A brief but acrimonious legal battle over a fence around an auto repair shop on Worcester avenue ended last month when the town of Oak Bluffs agreed to withdraw over $18,000 in fines previously levied to Allan (Buddy) deBettencourt, owner of Buddy’s Auto and Truck Repair.

Town counsel Michael Goldsmith sent a letter to Edgartown District Court on Aug. 24 stating that Mr. deBettencourt had fulfilled his obligation to the town to build a fence around his property at 46 Worcester avenue and the town would not be pursuing monetary fines pursuant to Massachusetts General Laws.

Despite the reversal of the fines, both Mr. deBettencourt and his attorney Daniel L. Larkosh this week stood by their previous positions that the fines were arbitrary and capricious, and that building inspector Jerry Wiener overstepped his bounds while pursing the matter.

Mr. Wiener was not available this week for comment.

Previous to the fence fracas, Mr. deBettencourt last year complained to selectmen that Mr. Wiener had placed several no parking signs in front of his property. The signs were eventually taken down.

Mr. deBettencourt has operated his auto repair business and inspection station in the middle of the Worcester avenue neighborhood under a special permit since 1976. A provision in that permit requires him to screen his business from abutters with a fence.

Over the years, the fence fell into disrepair, and in January Mr. Wiener asked Mr. deBettencourt to put the fence back up. Mr.deBettencourt agreed, but said he was delayed because the cold weather had frozen the ground and some materials were not available.

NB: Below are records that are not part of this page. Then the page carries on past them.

PR #1958, opened 2022-01-31
add space entity

JonathanVHoecke:
Dear Fieldtrip developers

I would like to propose to adapt the code, so it includes the space entity for coordinatesystem.tsv and electrodes.tsv
as stated in BIDS 1.6.0. https://bids-specification.readthedocs.io/en/stable/99-appendices/09-entities.html#space

Thank you very much in advance
on behalf of the ICN lab, Charité Berlin

### DIFF
--- a/data2bids.m
+++ b/data2bids.m
@@ -63,7 +63,6 @@ function cfg = data2bids(cfg, varargin)
 %   cfg.echo                    = string
 %   cfg.proc                    = string
 %   cfg.desc                    = string
-%   cfg.space                   = string
 %
 % When specifying the output directory in cfg.bidsroot, you can also specify
 % additional information to be added as extra columns in the participants.tsv and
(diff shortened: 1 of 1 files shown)


robertoostenveld:
Hi Jonathan, 

Thanks for your PR, tt is a good idea to add this. 

By chance I added the `desc` entity last week, so I very recently looked at this. I am not 100% sure whether your implementation makes full sense, but I'll do some edits directly to your code and let you check.

best
Robert

robertoostenveld:
sorry, my commit comment was truncated early. I meant to write "only add `space-<label>` for some files".

There are some files that would have the `space` entity, but others would not. I am not 100% sure whether I did it right now, but looking at https://bids-specification.readthedocs.io/en/stable/99-appendices/09-entities.html#space it is for EEG/MEG/iEEG and for MRI data. Note that NIRS is upcoming with BEP030 and will be very similar to EEG, so I'll treat that here similarly.

For EEG, iEEG and NIRS the data itself does not change, it is only `electrodes.tsv` and `optodes.tsv` that changes. For MEG the positions are stored in the MEG data and also for MRI the voxel positions are coded in the nii file, so for those two the datafile would have the `space` label.  

Does that make sense?

robertoostenveld:
Oh, and for eeg/ieeg/nirs the coordsystem.json file would complement the electrodes/optodes files, so that is why coordsystem also gets `space`. And I also kept it for motion data (which is BEP029).

JonathanVHoecke:
Dear Robert

Thank you very much for your quick reply.
Your changes are much appreciated.
I see you made and extra if/else for make sure that the space entity is added to specific modalities.
I thank that completely covers the cases.

I test your new implementation and it works perfectly.
Thank you very much
Best wishes

Jonathan
PS: I am about to write an issue about the slash forward and backward, I ll come back to that soon.

robertoostenveld:
You seem to have closed the PR prior to me merging it, so it is not part of FieldTrip yet. Also, I see that you are developing on your `master` branch, which is not recommended. The easy solution for me is to simply copy your changes over, commit and merge them. The better solution would be for you to reimplement them on a clean branch, making sure that your master remains in sync with the fieldtrip:master.

JonathanVHoecke:
Dear @robertoostenveld 
Thank you very much for your reply and your efforts to improve the code.
Concerning the branching, I'll check again what happened. Thank you for your feedback!
Best wishes
Jonathan

robertoostenveld:
thanks! Let me know if you identify further issues with data2bids.

Issue #1957, opened 2022-01-28
data2bids scans.tsv unix support


richardkoehler:
**Describe the bug**
Using data2bids on a windows system writes out "filenames" in the scans.tsv files with a backslash, e.g.:
> filename
> ieeg\sub-001_ses-01_task-Rest_run-01_ieeg.vhdr

This can lead to path issues when sharing data and reading in scans.tsv in a unix system. To my knowledge, the forward slash "/" works on both windows and unix systems, so we could simply always write out filenames with a forward slash, e.g.:
> filename
> ieeg/sub-001_ses-01_task-Rest_run-01_ieeg.vhdr

I replaced the following statement in line 2034:
`  this.filename = {fullfile(datatype2dirname(cfg.datatype), [f x])};`

with:
`  path = fullfile(datatype2dirname(cfg.datatype), [f x]);
  path(strfind(path,'\')) = '/';
  this.filename = {path};`

I apologize in advance because I am everything but a matlab expert, but this solution seems to work for me.
Thanks in advance for your input!

**Environment and versions (please complete the following information):**
 - Operating System: Windows 11
 - MATLAB version R2020b
 - FieldTrip version  "most recent master branch from github"

robertoostenveld:
Some background: the `fullfile` function appends the pieces that comprise the full path and filename and should - depending on the platform - insert the right slash in between (either `/' or '\'). There is also the `filesep` function that can be used in MATLAB. 

Your solution works, but I would rather get to the source of the problem and solve it there. Can you try to find specifically where the wrong slash comes from? Could it be that in `cfg.outputfile` you have specified the wrong slashes yourself?

richardkoehler:
Thanks for the quick reply!

Maybe I wasn't precise enough about my issue. So the `data2bids` (and `fullfile`) function does exactly what is supposed to: I work on a windows computer, so it inserts a `\` into the `filename` of the `scans.tsv`.
However, if I now share the dataset with someone using a unix-based system, they might run into an error when reading the `scans.tsv`, as unix only supports `/` and not `\`.

I actually didn't use `cfg.outputfile`, I specified the directory in `cfg.bidsroot`. I tried switching it from 'C:\Users\..\BIDS_rawdata' to 'C:/Users/../BIDS_rawdata', but that didn't solve the problem. I assume `fullfile` automatically converts the `/` to `\`, since I am on windows. 
Is there anything else I could try?

robertoostenveld:
[...]

PR #1959, opened 2022-01-31
change the backward slash to forward slash

JonathanVHoecke:
Dear Fieldtrip developers
Dear Robert

I noticed that the data2bids function always write backslashes. Working on windows 10 pro, with Matlab R2020b, it completely makes sense to use backslash, as this is what the operating system uses. However, the BIDS specification seems to require forward slashes when internally referring to its own files.

We made an improvement in how we would resolve this of the scans.tsv, but there are more places in which backslash should be converted to a forward slash, that I unfortunately am not sure where one could achieve this in the data2bids.m code. I documented below some of those possible cases (that do not pertain to our current dataset) for your information below.

Thank you very much for your help
Best wishes
Jonathan - on behalf of the ICN Lab Charité Berlin

https://bids-specification.readthedocs.io/en/stable/04-modality-specific-files/02-magnetoencephalography.html#coordinate-system-json-_coordsystemjson

image

https://bids-specification.readthedocs.io/en/stable/99-appendices/03-hed.html

image

https://bids-specification.readthedocs.io/en/stable/04-modality-specific-files/01-magnetic-resonance-imaging-data.html#using-intendedfor-metadata

image

Example of an error in the scans.tsv because of the backslashes:

image

### DIFF
--- a/data2bids.m
+++ b/data2bids.m
@@ -2045,6 +2045,9 @@ if ~isempty(cfg.bidsroot)
   this = table();
   [p, f, x] = fileparts(cfg.outputfile);
   this.filename = {fullfile(datatype2dirname(cfg.datatype), [f x])};
+  path = fullfile(datatype2dirname(cfg.datatype), [f x]);
+  path(strfind(path,'\')) = '/';
+  this.filename = {path};
   fn = fieldnames(cfg.scans);
   for i=1:numel(fn)
     % write [] as 'n/a'
--- a/data2bids.m
+++ b/data2bids.m
@@ -63,7 +63,6 @@ function cfg = data2bids(cfg, varargin)
 %   cfg.echo                    = string
 %   cfg.proc                    = string
 %   cfg.desc                    = string
-%   cfg.space                   = string
 %
 % When specifying the output directory in cfg.bidsroot, you can also specify
 % additional information to be added as extra columns in the participants.tsv and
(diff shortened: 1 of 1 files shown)


richardkoehler:
@JonathanVHoecke 
Just fyi, I opened an issue concerning this a couple of days ago and there seems to be a consensus that we should move forward with this: #1957
However, I think it would be even better if you created a separate branch for each PR, as this will help you to cleanly separate the different changes you are making. Also, now the changes from your other PR are getting mixed up with this one, as they are all in your "master" branch (see above: Commits).
Maybe you could close this PR, create a new branch called "fix_channels_slash" or something similar, and simply create a new PR from the new branch. Then, in the PR you can simply cross-reference to the issue I posted above, so that the issue may be automatically closed when your PR is merged.

robertoostenveld:
So I have added the space entity to the data2bids code with #1962 and I have updated the channels_tsv column order with #1961. What remains is to implement the replacement of backward into forward slashes for all filenames that end up in json or in tsv files.

robertoostenveld:
I have just now merged a change to the code that replaces the backward into forward slashes for the filenames in scans_tsv. 

There might be other places where this is needed (e.g. in `IntendedFor` in the coordsys.json), but that is not a field which is explicitly constructed by `data2bids`. Therefore, I am keeping that as a responsibility for the user when specifying the `cfg.coordsystem.IntendedFor` option.

PR #961, opened 2021-05-11
[14.0][MIG] shopinvader_quotation

david-popa:

PR #174, opened 2018-07-31
10 quotation

bguillot:

PR #1005, opened 2021-07-07
[MIG] shopinvader_quotation: Migration to 14.0

ivantodorovich:
Superseeds https://github.com/shopinvader/odoo-shopinvader/pull/961


shopinvader_quotation/services/quotation.py
```diff
@@ -58,6 +59,9 @@ def _get_base_search_domain(self):
         ]
 
     def _confirm_cart(self, quotation):
+        # TODO: Check when is this method called???
```
simahawk: @sebastienbeau any clue? I think this method is dead

sebastienbeau: I think to dead too
It have been added here : https://github.com/shopinvader/odoo-shopinvader/pull/174/files 
At that moment we where using the payment_gateway module (that have been drop)
So you can remove it.

shopinvader_quotation/services/cart.py
```diff
@@ -22,10 +21,12 @@ def request_quotation(self, **params):
...
 
     # Validator
+
     def _validator_request_quotation(self):
         return {}
 
     def _convert_one_sale(self, sale):
         res = super()._convert_one_sale(sale)
+        # TODO: Ask simone. Can't find how this is used or why
         res.update({"available_for_quotation": True})
```
ivantodorovich, line 34: @sebastienbeau @simahawk any idea what is it for and if it's still needed?

simahawk: @bguillot ping

shopinvader_quotation/services/quotation.py
simahawk: @bguillot ping

shopinvader_quotation/services/cart.py
simahawk: found it https://github.com/shopinvader/documentation/blob/59ed451f385ec1d3d7c7e124fa86a5745737f62a/data/doc_pages/en/api-reference/cart.md

it's only for frontend.
I would add a comment :wink:

shopinvader_quotation/services/quotation.py
ivantodorovich: Hello @sebastienbeau, thanks for your input :)

As this method's not used, then [action_confirm_cart in shopinvader module](https://github.com/shopinvader/odoo-shopinvader/blob/962fb93f486f9550858cbdbe3a2a0b935dc242a2/shopinvader/models/sale.py#L61-L71) isn't used either (apart from tests), and so I don't understand how a cart can be confirmed into a sale through the api.

It's related to my PR in the sense that I'm guessing there also should be a way to convert a "quotation" into a cart/sale, and it should probably be done in a similar way. This was clearly the developer's intention with `_confirm_cart`, even though it's not used.

simahawk: and this is the only ref I found https://github.com/shopinvader/odoo-shopinvader-payment/commit/c7fd687e7bbc526e6416430dfd220f12a6b74e35

still, it looks weird that from the frontend you have no way to confirm a quotation, no?

shopinvader_quotation/services/cart.py
ivantodorovich: Thanks ! ;)

shopinvader_quotation/services/quotation.py
simahawk: FTR I've talked w/ @PierrickBrun and he told me the reason was that Akretion's customer was only creating request via endpoints and then quotation were handled from the backend.

I would do this:

1. rename the method to something more meaningful, eg: `_convert_to_cart` or `_transform_to_cart` or similar
2. add an endpoint that checks before if you already have a cart in the session. If yes, raise an error, if not convert it to cart calling that method

What do you think?

ivantodorovich: Agree :+1:

simahawk: @ivantodorovich 2 points:

1. I've just found out that there's this PR already https://github.com/shopinvader/odoo-shopinvader/pull/961 (worth to check if there's something to cherry-pick and take it over here)
2. at this stage we don't need to transform a quotation to a cart because it can be tricky -> we confirm the order straight

ivantodorovich:
This is ready for review, you can drop the WIP label :)

simahawk (approved):

PR #1009, opened 2021-07-08
[14.0][MIG] shopinvader_membership

acsonefho:
Migration of module `shopinvader_membership` from `10.0` to `14.0`


rousseldenis (approved):
Code review.

@acsonefho Are all last commits significant ?

lmignon (changes requested):
@acsonefho Why does this addon depend on shopinvader? It's just an api on top of membeship.  IMO it should not depend on shopinvader.  FYI base_rest will provide a unified way to access to the authenticated_partner_id (see https://github.com/OCA/rest-framework/pull/204 and https://docs.google.com/document/d/1fNCWMU7iSXoniUjl42sdPOO-OcNpKZuMaT-dg6-PpIY)

rousseldenis:
> @acsonefho Why does this addon depend on shopinvader? It's just an api on top of membeship. IMO it should not depend on shopinvader. FYI base_rest will provide a unified way to access to the authenticated_partner_id (see [OCA/rest-framework#204](https://github.com/OCA/rest-framework/pull/204) and https://docs.google.com/document/d/1fNCWMU7iSXoniUjl42sdPOO-OcNpKZuMaT-dg6-PpIY)

@lmignon Because memberships will be used in customer profile page on frontend.

lmignon:
By reading the code I see that in this case you are selling specific products. Therefore, my comment is not valid.

lmignon (approved):

Issue #787, opened 2020-10-06
RFC Services' work context partner should be shopinvader.partner


simahawk:
The partner in the context should always be the binding (shopinvader.partner) and not the real partner (res.partner).
A partner in the context of shopinvader, must always have a binding otherwise is not even found (except for addresses).
As per products, we often attach information to bindings because they are peculiar to a specific shop/backend.
This would ease lookup of bindings (we don't have to filter every time by backend when needed) and their custom data and some sort of isolation between backends.
OTOH is always easy to get the real partner from the partner via `record_id`.

CC @sebastienbeau @lmignon

lmignon:
@simahawk That makes sens for me.

simahawk:
1st step has been done here https://github.com/shopinvader/odoo-shopinvader/pull/817
`invader_partner` is set by the controller in the work context.
Next would be to make all services rely on it where it makes more sense.

PR #1011, opened 2021-07-08
[FWD][14.0] Unify work context management

simahawk:
fwd port of https://github.com/shopinvader/odoo-shopinvader/pull/957

The idea is that there should only one way to init the context.

For instance, now you can use `utils.work_on_service` or `utils.work_on_service_with_partner`.
Services now have a way to load a reload the ctx when needed (eg: sign in).

It also makes refactoring easier.

### DIFF
--- a/shopinvader/components/access_info.py
+++ b/shopinvader/components/access_info.py
@@ -22,8 +22,16 @@ class PartnerAccess(Component):
         return getattr(self.work, "partner", None)
 
     @property
+    def invader_partner(self):
+        return getattr(self.work, "invader_partner", None)
+
+    @property
     def partner_user(self):
         return getattr(self.work, "partner_user", self.partner)
+
+    @property
+    def invader_partner_user(self):
+        return getattr(self.work, "invader_partner_user", self.partner)
 
     def is_main_partner(self):
         return self.partner == self.partner_user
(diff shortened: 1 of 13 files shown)


simahawk:
@lmignon @sebastienbeau @PierrickBrun can you review this please?

PierrickBrun (approved):
LGTM

any idea how to make sure every modules stop relying on self.partner in the future ? It's hard to log a deprecate warning for this.

simahawk:
> LGTM
> 
> any idea how to make sure every modules stop relying on self.partner in the future ? It's hard to log a deprecate warning for this.

nope, we have to discuss this. Possibly during a sprint.

lmignon:
IMO It would be nice to get rid of `shopinvader.partner` into the future ... and only rely on backend, partner and user;

simahawk:
IMO you cannot get rid of s.partner if you want to support multi-site no?

Anyway, can you drop a review? :pray: 
We are not going to decide this easily here. We already have this https://github.com/shopinvader/odoo-shopinvader/issues/787 (where you commented the contrary :stuck_out_tongue_winking_eye: )

lmignon:
We should have a way to know if a partner has access to a site. At this stage, it's done via the binding. But the more I think about 'binding' models, the more I've the feeling that the advantage of bindings comes with a too high cost in term of complexity.

lmignon (approved):
why not

Issue #1000, opened 2021-07-05
ObjectID


sebastienbeau:
For historical reason we have an "ObjectID" field in the index (algolia specific need)

- "ObjectID" = id of the odoo record (this was used by aloglia as key for update*)
- "id" = id of the binding

* we choose as key for the index the id of the record so if you delete and recreate a binding the id is always the same in the index and if something goes really wrong as it's the same id an update will still work

For front end dev having the id and objectID is confusing

So I propose
- "ObjectID" = id of the odoo record "and make it deprecated" (remove this in V15 or V16 for example)
- "id" = id of the odoo record and use it

@thibaultrey  @simahawk

thibaultrey:
Ahhh great initiative, it's time to tackle this issue. So if I understand correctly, in a first step, depreciate objectId and Id would have the same value right kthe record id) ?

Do we have some api action who accepts only binding ID in parameters for now ?

sebastienbeau:
We do not have api that use the "binding id" so we can remove it and then put the value of "objectID" into the key "id"

simahawk:
* in search engine `_record_id_key` should be set to `id` by default and we should include _record_id_key automatically (right now `id` [is added](https://github.com/OCA/search-engine/blob/796fdf9144dbe096d4cb9398427db63708d419d8/connector_search_engine/components/mapper.py#L24) but that could be wrong or useless, for algolia at least)
* here, we should remove completely `id` and/or `objectID` from the ir.export record

simahawk:
>     * here, we should remove completely `id` and/or `objectID` from the ir.export record

the only drawback of this would be that the json stored won't include the external ID but I think it's not a problem. Actually we avoid storing something useless...

sebastienbeau:
It's ok for me.

- removing the id logic in ir.exports
- adding them automatically in search engine using the _record_id_key

I will do a PR in search engine/elastic/algolia and in shopinvader.

Did I remove totaly the key objectID (this will be a breaking change ? but V14 is a new version so we can add this in the changelog?)

Note for algolia this required field can be added automatically, for algolia case we will have the
- objectID (need to update a record, elastic can take whatever key, algolia need to have this key named objectID)
- id that will be used in the template (for having the best compatibility between elastic and algolia)

simahawk:
`objectID` is still required for algolia, no?

sebastienbeau:
yes, but I will only push it for algolia and set the same value as id.
[...]

PR #1016, opened 2021-07-09
[14.0][REF] clean up mix with id and object id fix issue #1000

sebastienbeau:
Depends on
- [x] https://github.com/OCA/search-engine/pull/96

Fix issue #1000 

@simahawk @lmignon 

@thibaultrey ;)

### DIFF
--- a/shopinvader/data/ir_export_category.xml
+++ b/shopinvader/data/ir_export_category.xml
@@ -6,9 +6,10 @@
         <field name="resource">shopinvader.category</field>
     </record>
 
-    <record id="ir_exp_shopinvader_category_object_id" model="ir.exports.line">
-        <field name="name">object_id</field>
-        <field name="target">object_id:objectID</field>
+    <record id="ir_exp_shopinvader_category_record_id" model="ir.exports.line">
+        <field name="name">record_id</field>
+        <field name="target">record_id:id</field>
+        <field name="instance_method_name">_jsonify_m2o_to_id</field>
         <field name="export_id" ref="ir_exp_shopinvader_category" />
     </record>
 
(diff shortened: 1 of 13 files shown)


shopinvader/models/shopinvader_variant.py
```diff
@@ -278,4 +278,19 @@ def get_shop_data(self):
     def _get_shop_data(self):
         """Compute shop data base_jsonify parser."""
         exporter = self.env.ref("shopinvader.ir_exp_shopinvader_variant")
-        return self.jsonify(exporter.get_json_parser(), one=True)
+
+        # Same logic as the search-engine implementation
```
simahawk: this is wrong IMO. It should stay in the parser.
Or, it should default to `id` in the search engine implementation IMO.

simahawk (changes requested):

shopinvader/models/shopinvader_variant.py
sebastienbeau: Indeed it's weird to have this hack here.
So the solution is to remove the magic addition of the mapping id in the search engine here : https://github.com/OCA/search-engine/pull/96/files#diff-911701f00b818f1c2893a3a3fd17ccb4b26dfe13a6f7126f6741e1887a7e7691R28
And then in the search engine raise an error if the key "id" is missing, ok for you ?

simahawk: yes

sebastienbeau: I have a better solution
I can just define a export line for the product id

sebastienbeau: done !

simahawk:
please check my remark on SE PR

sebastienbeau:
@simahawk @lmignon ready for merge

PierrickBrun (approved):

simahawk (approved):

PR #1019, opened 2021-07-13
[14.0][FIX] shopinvader_sale_coupon: Coupon parser for relational fields

ivantodorovich:
* Also improve tests to check service responses

### DIFF
--- a/shopinvader_sale_coupon/services/abstract_sale.py
+++ b/shopinvader_sale_coupon/services/abstract_sale.py
@@ -22,8 +22,12 @@ class AbstractSaleService(AbstractComponent):
                 "no_code_promo_program_ids": self._convert_coupon_programs(
                     sale.no_code_promo_program_ids
                 ),
-                "code_promo_program_id": self._convert_coupon_programs(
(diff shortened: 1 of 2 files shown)


shopinvader_sale_coupon/services/abstract_sale.py
```diff
@@ -39,7 +43,14 @@ def _convert_one_line(self, line):
         return res
 
     def _parser_coupon(self):
-        return ["id", "code", "state", "expiration_date", "partner_id", "program_id"]
+        return [
+            "id",
+            "code",
+            "state",
+            "expiration_date",
+            ("partner_id:partner", self.component(usage="addresses")._json_parser()),
```
simahawk: we don't need full data here IMO. Simply pass `["id", "name"]`

simahawk (changes requested):

shopinvader_sale_coupon/services/abstract_sale.py
ivantodorovich: Done!

simahawk (approved):

PR #1012, opened 2021-07-08
[FWD][14.0] shopinvader: refactor partner validation WIP

simahawk:
- [x] includes https://github.com/shopinvader/odoo-shopinvader/pull/1010
- [x] includes https://github.com/shopinvader/odoo-shopinvader/pull/1011
- [x] requires refactoring of partner validation out of the core

PR #1022, opened 2021-07-14
[14.0] Add shopinvader_customer_validate

simahawk:
* move out customer validation from core
* refactor validation using multiple states

replaces #1012


shopinvader/models/shopinvader_backend.py
```diff
@@ -227,6 +188,28 @@ class ShopinvaderBackend(models.Model):
     customer_default_role = fields.Char(
         compute="_compute_customer_default_role",
     )
+    salesman_notify_create = fields.Selection(
```
simahawk, line 191: FTR these are not related to validation, I just moved the fields to bottom.

ivantodorovich (approved):

PR #1024, opened 2021-07-14
[ADD][14.0] shopinvader_product_price_tax

ivantodorovich:
**1st commit - Refactor `_get_price` in `shopinvader`.**

* Handle multiple taxes in product, not just the first.
* Correctly set the company (with_company).
* Convert currency, if necessary, when computing pricelist discount.
* ~Rename returned keys from *value to *price.~
* Use keyword arguments and merge with `_get_price_per_qty`.
* Rename some variables and comment things out - readability improvement.
* Add test cases for pricelist rules

Tried to be as explicit as possible in the comments, hopefully now it's easier to understand.

~Note that I renamed *value to *price, while keeping backwards compatibility. It's a small change and I get it's not really necessary but IMO it makes more sense to call things by its name. (value is subjective, price isn't)~

---

**2nd commit - New module to expose tax and untaxed prices to shopinvader**

### DIFF
--- a/shopinvader/models/shopinvader_variant.py
+++ b/shopinvader/models/shopinvader_variant.py
@@ -157,7 +157,7 @@ class ShopinvaderVariant(models.Model):
         default_role = self.backend_id.customer_default_role
         if pricelist:
             res[default_role] = self._get_price(
-                pricelist, None, self.backend_id.company_id
+                pricelist=pricelist, company=self.backend_id.company_id
             )
         return res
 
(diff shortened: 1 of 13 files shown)


shopinvader/models/shopinvader_variant.py
```diff
@@ -176,60 +176,108 @@ def _compute_variant_attributes(self):
...
+            # Get the price before applying the pricelist
+            SaleOrderLine = self.env["sale.order.line"].with_context(**product_context)
+            original_price_unit, currency = SaleOrderLine._get_real_price_currency(
+                product, rule_id, qty, product.uom_id, pricelist.id
             )
-            # fix tax on the real price
-            new_list_price = account_tax_obj._fix_tax_included_price_company(
-                new_list_price, product.taxes_id, tax_id, company
+            # Convert currency if necessary
+            if original_price_unit != 0:
```
simahawk: `if ... and...` ?

shopinvader_product_price_tax/models/shopinvader_variant.py
```diff
@@ -0,0 +1,53 @@
...
+
+class ShopinvaderVariant(models.Model):
+    _inherit = "shopinvader.variant"
+
+    def _get_price(self, qty=1.0, pricelist=None, fposition=None, company=None):
+        res = super()._get_price(
+            qty=qty, pricelist=pricelist, fposition=fposition, company=company
+        )
+        # Apply company
+        product = self.record_id
```
simahawk, line 16: can't we have an helper method like `_get_price_variables` to get: product, company, taxes, and pricelist?

Not a blocker of course!

shopinvader/models/shopinvader_variant.py
```diff
@@ -176,60 +176,108 @@ def _compute_variant_attributes(self):
...
-                return res
-            discount = (new_list_price - value) / new_list_price * 100
-            # apply the right precision on discount
-            dicount_precision = self.env["decimal.precision"].precision_get("Discount")
-            discount = float_round(discount, dicount_precision)
-            res.update({"original_value": new_list_price, "discount": discount})
+        # Keep backwards compatibility with deprecated keys
+        # TODO: Remove this in the future
+        res.update(
+            {
```
simahawk: is this change required? Can't we keep the old var name? This will just make the index size grow for no value.
Also, in most of the cases the new keys will be ignored by the frontend.

simahawk (commented):
@sebastienbeau can you have a look here?

shopinvader/models/shopinvader_variant.py
```diff
@@ -176,60 +176,108 @@ def _compute_variant_attributes(self):
...
-        )
-        # get the expeced tax to apply from the fiscal position
-        tax_id = fposition.map_tax(taxes, product_id) if fposition else taxes
-        tax_id = tax_id and tax_id[0]
-        product = product_id.with_context(
-            quantity=qty, pricelist=pricelist.id, fiscal_position=fposition
-        )
-        final_price, rule_id = pricelist.get_product_price_rule(
-            product, qty or 1.0, None
+        :param qty:         The product quantity, used to apply pricelist rules.
```
simahawk, line 182: :heart:

shopinvader/models/shopinvader_variant.py
ivantodorovich: Indeed, I'll revert this

shopinvader/models/shopinvader_variant.py
```diff
@@ -176,60 +176,97 @@ def _compute_variant_attributes(self):
...
-            final_price, product.taxes_id, tax_id, company
+        product = product.with_context(**product_context)
+        pricelist = pricelist.with_context(**product_context) if pricelist else None
+        # If we have a pricelist, use product.price as it already accounts
+        # for pricelist rules and quantity (in context)
+        price_unit = product.price if pricelist else product.lst_price
+        price_unit = AccountTax._fix_tax_included_price_company(
+            price_unit, product.taxes_id, taxes, company
         )
+        # TODO: During next migration, rename value and original_value to
```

Mr. Wiener then sent a letter to Mr. deBettencourt on May 15 stating that selectmen had issued a deadline of May 1 for him to replace the fence.

Mr. Wiener sent another letter to Mr. deBettencourt on June 22 stating that selectmen had voted to set a July 1 deadline for completing the fence, and that Mr. deBettencourt would be fined $300 per day retroactive to May 1 if he did not comply.

Mr. deBettencourt said he and his son Joseph replaced the original 96-foot fence by the end of June to meet the July 1 deadline. He said he added a new section at each end to provide additional screening, although only one section of the new fence was in place by July 1 because several trees and shrubs needed to be removed.

On the morning on July 2, Mr. Wiener brought a town vehicle to Mr. deBettencourt’s shop for a new inspection sticker. The two talked briefly, but the fence was not discussed.

Later that day, Mr. Wiener returned and presented Mr. deBettencourt with a notice of violation stating he had been fined $300 a day retroactive to May 1, which came to a total of $18,300.

Mr. Larkosh earlier this week called the notice of violation and the fine ridiculous.

“Fines of this nature are intended to be coercive and not punitive . . . the intent is not to see how much money you can get out of someone, it’s to get them to do the right thing. In this case, he slapped an $18,000 fine on my client for not erecting a fence, when the fence has clearly already been built,” Mr. Larkosh said.

Mr. Larkosh said the notice of violation was followed by a meeting with Mr. Wiener in which the building inspector tried to negotiate the amount of the fine.

“He tried to get us to agree the fine should be somewhere between zero and $18,000; and our position was it should be all or nothing. The very idea he was trying to come up with a figure in the middle was an indicator the entire fine was unwarranted,” Mr. Larkosh said.

Town administrator Michael Dutton earlier this week dismissed accusations that Mr. Wiener acted inappropriately. He said selectmen authorized Mr. Wiener to impose a fine calculated on the number of days the property was in violation of the special permit, and said the purpose of the fines was to protect the neighbors.